By leaving her alive.
'I'm tired,' she said. Craig nodded. He began to lean forwards, and then thought better of it, turning the motion into an awkward pat on the shoulder. Kath grinned, and poked him in the ribs.
'I'll be fine,' she said, 'see you tomorrow?'
'Sure.'
As soon as he had gone, Kath searched her bag for her company tablet, called up a terminal with a swipe of her index finger and shoved in her earpiece.
'Unicorn, are you there?' she said, logging into the intranet. No messages. No news. Nothing. Even within its own walls, you had to admire the Company's secrecy policy..
The earpiece crackled. 'I AM HERE.'
'Call up the Speers file again, will you?' If it were possible for a Company AI to sigh, Unicorn would certainly have done so.

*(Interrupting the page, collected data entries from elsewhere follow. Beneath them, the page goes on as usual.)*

PR #389, opened 2024-03-29
🐛 create migration cr after the cluster manager cr is applied

zhujian7:
## Summary
This PR will:
- add the `ObservedGeneration` field for the cluster manager Applied condition
- wait the current generation cluster manager is applied(`Applied` condition is true and the `ObservedGeneration`==`Generation`), then create the migration CR

## Related issue(s)

Fixes #


elgnay:
To some extent, this PR https://github.com/open-cluster-management-io/ocm/pull/328 has already ensured the expected CRD DOES exist before creating a Migration CR.
- https://github.com/open-cluster-management-io/ocm/blob/main/pkg/operator/operators/clustermanager/controllers/migrationcontroller/migration_controller.go#L172
- https://github.com/open-cluster-management-io/ocm/blob/main/pkg/operator/operators/clustermanager/controllers/migrationcontroller/migration_controller.go#L221

qiujian16:
this means we cannot remove webhooks or remove an api version in the same release with migration. I am not quite sure how to control this.

PR #396, opened 2024-04-07
:bug: CI should pass when on codecov upload fail.

xuezhaojun:
## Summary

Codecov becomes because github api outage sometimes. Change to pass CI job when the codecov upload is failed.

## Related issue(s)

https://github.com/codecov/codecov-action/issues/926

### DIFF
--- a/.github/workflows/pre.yml
+++ b/.github/workflows/pre.yml
@@ -69,7 +69,7 @@ jobs:
           flags: unit
           name: unit
           verbose: true
-          fail_ci_if_error: true
+          fail_ci_if_error: false
 
   integration:
     name: integration


.github/workflows/pre.yml
```diff
@@ -69,7 +69,7 @@ jobs:
           flags: unit
           name: unit
           verbose: true
-          fail_ci_if_error: true
+          fail_ci_if_error: false
```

'AGAIN?' Unicorn said. 'YOU DO NOT THINK YOU HAVE HAD ENOUGH PUNISHMENT FOR ONE DAY?'
There were times when Kath regreted the painstaking hours spent teaching Uni figures of speech. At least this time he had used it appropriately. 'Don't play games with me today, Uni. Call up the last one. You know the one I mean. The corridors. The getaway.'
'YOU ARE NOT WELL. YOU NEED TO REST. CRAIG SAID -'
'I don't care what Craig said,' she snapped. 'I need to do it now, while this infernal noise is still in my head. There's something bugging me.' Unicorn waited. Kath presumed he was giving her an opportunity to think about what she was asking, before deciding sleep and rest were the better option. She folded her arms defiantly.
'VERY WELL.' Unicorn said at last. 'BUT IN TEN MINUTES I WILL COMMENCE THE SLEEP MUSIC PROTOCOL.'
'Great. Thanks.' Kath settled back in the bed. 'Play.'
The screen flickered, showing a white room. A wall of outdated computers.
A little boy strapped to a big chair.